Of course, we won't be processing the video by hand. I was hoping to use this project to do some in-the-wild machine learning so we will leverage that here. There are a few projects on Github doing playing card detection but they are generally looking for whole cards on specific backdrops. We will train a new model and make use of the controlled environment it is being deployed in.

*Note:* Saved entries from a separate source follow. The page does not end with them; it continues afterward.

PR #1143, opened 2026-01-28
RPC Rework: With Var Renames

jeff-hykin:


dimos/core/blueprints.py
```diff
@@ -210,36 +266,114 @@ def _deploy_all_modules(
...
+                    )
+                    raise Exception(
+                        f"""The {blueprint.module.__name__} has a module reference ({each_module_ref}) which requested a module that fills out the {each_module_ref.spec.__name__} spec. Some modules ({possible_module_candidates_str}) met the spec structurally but had a mismatch in type annotations\n"""
+                    )
+                # one valid candidate (and more than one structurally valid candidate)
+                else:
+                    mod_and_mod_ref_to_proxy[blueprint.module, each_module_ref.name] = (
+                        valid_module_candidates[0]
+                    )
+
```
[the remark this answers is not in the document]
jeff-hykin: Yeah no you're wrong. Those are two different lists

examples/rpc_calls.py
```diff
@@ -0,0 +1,56 @@
+# Copyright 2026 Dimensional Inc.
```
paul-nechifor, line 1: Should this example be in the docs? I don't think anyone will look at it here.

dimos/core/blueprints.py
```diff
@@ -202,47 +258,124 @@ def _verify_no_name_conflicts(self) -> None:
...
                 logger.info(
                     "Transport",
                     name=remapped_name,
                     original_name=original_name,
                     topic=str(getattr(transport, "topic", None)),
-                    type=f"{type.__module__}.{type.__qualname__}",
+                    type=f"{stream_type.__module__}.{stream_type.__qualname__}",
                     module=module.__name__,
                     transport=transport.__class__.__name__,
                 )
```
paul-nechifor: Maybe this should be called `_connect_streams()` and `connection` renamed to `stream` everywhere in this func to match the rest of the renames.

examples/rpc_calls.py
jeff-hykin: I should have updated blueprints.md for the docs and the had this as a standalone example for people who jump into the code. (I believe this dir is linked to somewhere in the docs)

paul-nechifor (dismissed):

dimos/core/blueprints.py
jeff-hykin: Okay, done! And updated the `blueprints.md` with an example

dimos/core/test_blueprints.py
```diff
@@ -377,3 +379,127 @@ def test_future_annotations_autoconnect() -> None:
...
+    @rpc
+    def compute1(self, a: int, b: int) -> int:
+        return a * b
+
+    @rpc
+    def compute2(self, a: float, b: float) -> float:
+        return a * b
+
+    @rpc
+    def start(self) -> None: ...
```
paul-nechifor, line 419: You need `super().start()` here and stop in the others.

PR #1144, opened 2026-01-28
Create DDS Transport Protocol

Kaweees:
This merge request implements DDS (Data Distribution Service) transport layer using CycloneDDS, providing a new high-performance pub/sub transport option.

## Quick Start

> [!NOTE]
> We currently use [Eclipse Cyclone DDS](https://cyclonedds.io/docs/cyclonedds-python/latest/) as our DDS implementation. Its [IdlStruct](https://cyclonedds.io/docs/cyclonedds-python/latest/cyclonedds.idl.html#cyclonedds.idl.IdlStruct) feature lets you [define DDS topic types in pure Python](https://cyclonedds.io/docs/cyclonedds-python/latest/idl.html#datatypes), eliminating the need for separate [IDL files](https://en.wikipedia.org/wiki/Interface_description_language), with automatic serialization support.

```python
from dataclasses import dataclass
from cyclonedds.idl import IdlStruct
from dimos.protocol.pubsub.ddspubsub import DDS, Topic

@dataclass
class SensorReading(IdlStruct):
    value: float

dds = DDS()
dds.start()

received = []
sensor_topic = Topic(name="sensors/temperature", data_type=SensorReading)

dds.subscribe(sensor_topic, lambda msg, t: received.append(msg))
dds.publish(sensor_topic, SensorReading(value=22.5))

import time
time.sleep(0.1)

print(f"Received: {received}")
dds.stop()
```

```
Received: [SensorReading(value=22.5)]
```

## Unit Tests/Benchmarks

```sh
uv run pytest -svm tool dimos/protocol/pubsub/benchmark/test_benchmark.py --override-ini="addopts=" -k "DDS"
uv run pytest -svm tool dimos/protocol/pubsub/benchmark/test_benchmark.py
```

image

This builds off of #1036, which was closed because the branch was renamed to `miguel/dds_transport`

### DIFF
--- a/dimos/core/transport.py
+++ b/dimos/core/transport.py
@@ -269,25 +269,27 @@ class DDSTransport(PubSubTransport[T]):
 
     def start(self) -> None:
         with self._start_lock:
-            self.dds.start()
-            self._started = True
+            if not self._started:
+                self.dds.start()
+                self._started = True
 
     def stop(self) -> None:
         with self._start_lock:
-            self.dds.stop()
-            self._started = False
+            if self._started:
+                self.dds.stop()
+                self._started = False
 
-    def broadcast(self, _, msg) -> None:  # type: ignore[no-untyped-def]
+    def broadcast(self, _, msg) -> None:
         with self._start_lock:
             if not self._started:
                 self.start()
-        self.dds.publish(self.topic, msg)
+            self.dds.publish(self.topic, msg)
 
     def subscribe(self, callback: Callable[[T], None], selfstream: In[T] = None) -> None:  # type: ignore[assignment, override]
         with self._start_lock:
             if not self._started:
                 self.start()
-        return self.dds.subscribe(self.topic, lambda msg, topic: callback(msg))  # type: ignore[return-value]
+            return self.dds.subscribe(self.topic, lambda msg, topic: callback(msg))  # type: ignore[return-value]
 
 
 class ZenohTransport(PubSubTransport[T]): ...
--- a/dimos/protocol/service/ddsservice.py
+++ b/dimos/protocol/service/ddsservice.py
@@ -60,6 +60,7 @@ class DDSService(Service[DDSConfig]):
         global _participant
         with _participant_lock:
             if _participant is not None:
+                _participant.close()
                 _participant = None
                 logger.info("DDS service stopped")
         super().stop()


dimos/core/transport.py
```diff
@@ -212,4 +213,31 @@ def start(self) -> None: ...
...
+        self._started = True
+
+    def stop(self) -> None:
+        self.dds.stop()
+        self._started = False
+
+    def broadcast(self, _, msg) -> None:  # type: ignore[no-untyped-def]
+        if not self._started:
+            self.start()
+        self.dds.publish(self.topic, msg)
```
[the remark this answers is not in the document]
Kaweees: @leshy should this also be applied to Transports affected by #1062

leshy:
This diverged from dev and needs a sync

Perforamnce issues currently

https://discord.com/channels/1341146487186391173/1462686235297579242/1466291772824227882

dimos/core/transport.py
```diff
@@ -258,4 +260,34 @@ def stop(self) -> None:
             self._ros = None
 
 
+class DDSTransport(PubSubTransport[T]):
+    _started: bool = False
+
+    def __init__(self, topic: str, type: type, **kwargs) -> None:  # type: ignore[no-untyped-def]
+        super().__init__(DDSTopic(topic, type))
+        if not hasattr(self, "dds"):
```
paul-nechifor: In what circumstance would `self.dds` already be present? I don't think this `if` is needed.

spomichter: yes delete

dimos/core/transport.py
```diff
@@ -258,4 +260,34 @@ def stop(self) -> None:
...
+            self.dds = DDS(**kwargs)
+        self._start_lock = threading.Lock()
```
paul-nechifor: Yeah, many of the above are using a boolean `self._started`. But that's not safe. You need to use the lock in `start/stop` too.

dimos/protocol/pubsub/ddspubsub.py
```diff
@@ -0,0 +1,166 @@
...
+
+class _DDSMessageListener(Listener):
+    """Listener for DataReader that dispatches messages to callbacks."""
+
+    __slots__ = ("callbacks", "topic")
+
+    def __init__(self, topic: Topic, callbacks_dict: dict[Topic, list[MessageCallback]]) -> None:
+        super().__init__()
+        self.topic = topic
+        self.callbacks = callbacks_dict[topic]
```
paul-nechifor: Please prefix with `_`.

paul-nechifor: There's no point in passing `callbacks_dict` if you only store `callbacks_dict[topic]`. Pass just the list to _DDSMessageListener.

dimos/protocol/pubsub/ddspubsub.py
```diff
@@ -0,0 +1,166 @@
...
+
+    def on_data_available(self, reader: DDSDataReader) -> None:
+        """Called when data is available on the reader."""
+        try:
+            samples = reader.take()
+        except Exception as e:
+            logger.error(f"Error reading from topic {self.topic}: {e}")
+            return
+        callbacks = self.callbacks
+        topic = self.topic
```
paul-nechifor: This is not needed.

dimos/protocol/pubsub/ddspubsub.py
```diff
@@ -0,0 +1,166 @@
...
+            writer.write(message)
+        except Exception as e:
+            logger.error(f"Error publishing to topic {topic}: {e}")
+
+    def _get_reader(self, topic: Topic) -> DDSDataReader[Any]:
+        """Get or create a DataReader for the given topic with listener."""
+        with self._reader_lock:
+            if topic not in self._readers:
+                dds_topic = DDSTopic(self.participant, topic.name, topic.data_type)
+                listener = _DDSMessageListener(topic, self._callbacks)
```
paul-nechifor: This is unsafe. In _DDSMessageListener, you loop over `self._callbacks[topic]`. But it doesn't use the lock.

In DDSPubSubBase.subscribe you use the lock to append to `self._callbacks[topic]`, but `_DDSMessageListener` reads from the list without checking the lock.

Essentially, you either have to pass the lock, or have locks per list.

One way to do this is to colocate the list and the lock. Have the list of callbacks be stored in _DDSMessageListener and have a lock there too. Then expose a   `_DDSMessageListener.add_callback` method (which uses the lock) and is called in `DDSPubSubBase.subscribe`

docs/concepts/transports.md
```diff
@@ -288,6 +288,35 @@ shm.stop()
...
+
+@dataclass
+class SensorReading(IdlStruct):
+    value: float
+
+dds = DDS()
+dds.start()
+
+received = []
+sensor_topic = Topic(name="sensors/temperature", typename=SensorReading)
```
paul-nechifor: I don't think this is running. Topic has a `data_type` field, not `typename`.

You might want to check with @leshy how to execute this and get the error as feedback.

dimos/core/transport.py
Kaweees: Agreed, added the locks in start/stop

docs/concepts/transports.md
Kaweees: I forgot to update this example when I renamed `typename` to `data_type` in `Topic. After renaming this, I get the intended output:

```sh
extra-build-dependencies` option is experimental and may change without warning. Pass `--preview-features extra-build-dependencies` to disable this warning.
2026-02-01T04:48:43.538025Z [info     ] DDS service started with Cyclone DDS domain 0                [dimos/protocol/service/ddsservice.py]
Received: 22.5
```

dimos/core/transport.py
Kaweees: Removed

dimos/protocol/pubsub/ddspubsub.py
Kaweees: Assuming I implement the list approach via tuples (which are atomic) the lock also be used in `on_data_available()`?

Kaweees: I realized a lock is not needed in `on_data_available()`, since the callback would operate on an immutable tuple iterator that `add_callback`/`remove_callback` could not affect

dimos/core/transport.py
```diff
@@ -258,4 +260,33 @@ def stop(self) -> None:
...
+
+    def stop(self) -> None:
+        with self._start_lock:
+            self.dds.stop()
+            self._started = False
+
+    def broadcast(self, _, msg) -> None:  # type: ignore[no-untyped-def]
+        with self._start_lock:
+            if not self._started:
+                self.start()
```
paul-nechifor, line 285: This will deadlock. You have `with self._start_lock` both here and in `self.start`. You need to change `self._start_lock` to be a reentrant lock (`RLock()`)

dimos/protocol/pubsub/ddspubsub.py
```diff
@@ -0,0 +1,173 @@
...
+        except Exception as e:
+            logger.error(f"Error reading from topic {self._topic}: {e}")
+            return
+        for sample in samples:
+            if sample is not None:
+                for callback in self._callbacks:
+                    try:
+                        callback(sample, self._topic)
+                    except Exception as e:
+                        logger.error(f"Callback error on topic {self._topic}: {e}")
```
paul-nechifor:
```suggestion
                        logger.error(f"Callback error on topic {self._topic}: {e}", exc_info=True)
```

dimos/protocol/pubsub/ddspubsub.py
```diff
@@ -0,0 +1,173 @@
...
+        """Remove a callback from the listener."""
+        with self._lock:
+            self._callbacks = tuple(cb for cb in self._callbacks if cb is not callback)
+
+    def on_data_available(self, reader: DDSDataReader) -> None:
+        """Called when data is available on the reader."""
+        try:
+            samples = reader.take()
+        except Exception as e:
+            logger.error(f"Error reading from topic {self._topic}: {e}")
```
paul-nechifor:
```suggestion
            logger.error(f"Error reading from topic {self._topic}: {e}", exc_info=True)
```

dimos/protocol/pubsub/ddspubsub.py
```diff
@@ -0,0 +1,173 @@
...
+                self._writers[topic] = DDSDataWriter(self.participant, dds_topic, qos=self._qos)
+            return self._writers[topic]
+
+    def publish(self, topic: Topic, message: Any) -> None:
+        """Publish a message to a DDS topic."""
+        writer = self._get_writer(topic)
+        try:
+            writer.write(message)
+        except Exception as e:
+            logger.error(f"Error publishing to topic {topic}: {e}")
```
paul-nechifor:
```suggestion
            logger.error(f"Error publishing to topic {topic}: {e}, exc_info=True")
```

dimos/protocol/pubsub/ddspubsub.py
```diff
@@ -0,0 +1,173 @@
...
+
+    def _unsubscribe_callback(self, topic: Topic, callback: MessageCallback) -> None:
+        """Unsubscribe a callback from a topic."""
+        with self._reader_lock:
+            listener = self._listeners.get(topic)
+        if listener:
+            listener.remove_callback(callback)
+
+
+class DDS(DDSPubSubBase): ...
```
paul-nechifor: If `DDSPubSubBase` is the same as `DDS`, why not just rename `DDSPubSubBase` to `DDS`?

dimos/protocol/service/ddsservice.py
```diff
@@ -0,0 +1,72 @@
...
+                _participant = DomainParticipant(self.config.domain_id)
+                logger.info(f"DDS service started with Cyclone DDS domain {self.config.domain_id}")
+
+    def start(self) -> None:
+        """Start the DDS service."""
+        pass
+
+    def stop(self) -> None:
+        """Stop the DDS service."""
+        pass
```
paul-nechifor: When you override methods, you almost always want to call `super().<method_name>()`.

dimos/protocol/pubsub/ddspubsub.py
Kaweees: Originally I wanted to write an abstract base class which would have implementations of DDS for CycloneDDS and FastDDS, and this is a relic of that. I have since realized that was premature optimization. I’ll rename DDSPubSubBase to DDS

dimos/protocol/pubsub/ddspubsub.py
paul-nechifor: :+1:

dimos/core/transport.py
Kaweees: Got it, changed it to a reentrant lock (`RLock()`)

dimos/core/transport.py
```diff
@@ -258,4 +260,36 @@ def stop(self) -> None:
             self._ros = None
 
 
+class DDSTransport(PubSubTransport[T]):
+    def __init__(self, topic: str, type: type, **kwargs) -> None:  # type: ignore[no-untyped-def]
+        super().__init__(DDSTopic(topic, type))
+        self.dds = DDS(**kwargs)
+        self._started: bool = False
+        self._start_lock = threading.RLock()
```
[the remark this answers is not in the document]
Kaweees: DDS will not have picking support, as CycloneDDS automatically handles encoding/decoding

Kaweees:
@greptile

Kaweees:
Too many conflicts with `dev`, I'll open a new branch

We'll start off by labelling a bit of the data we collected to train on. We'll use Python and OpenCV to flip through the video files and write frames:
import cv2
Most of the models we will be considering want small and square images as input. Fortunately, we riffled in a very consistent fashion so we can crop all the video frames in the same small square. We'll use 224x224 as our image size for now.
def prep_frame(f):
return cv2.resize(f[0:800, 700:1500], (224,224))
We can then run through the video frame by frame and label each image. To make things easier we will consider two different classification problems for each frame independently - suit and rank.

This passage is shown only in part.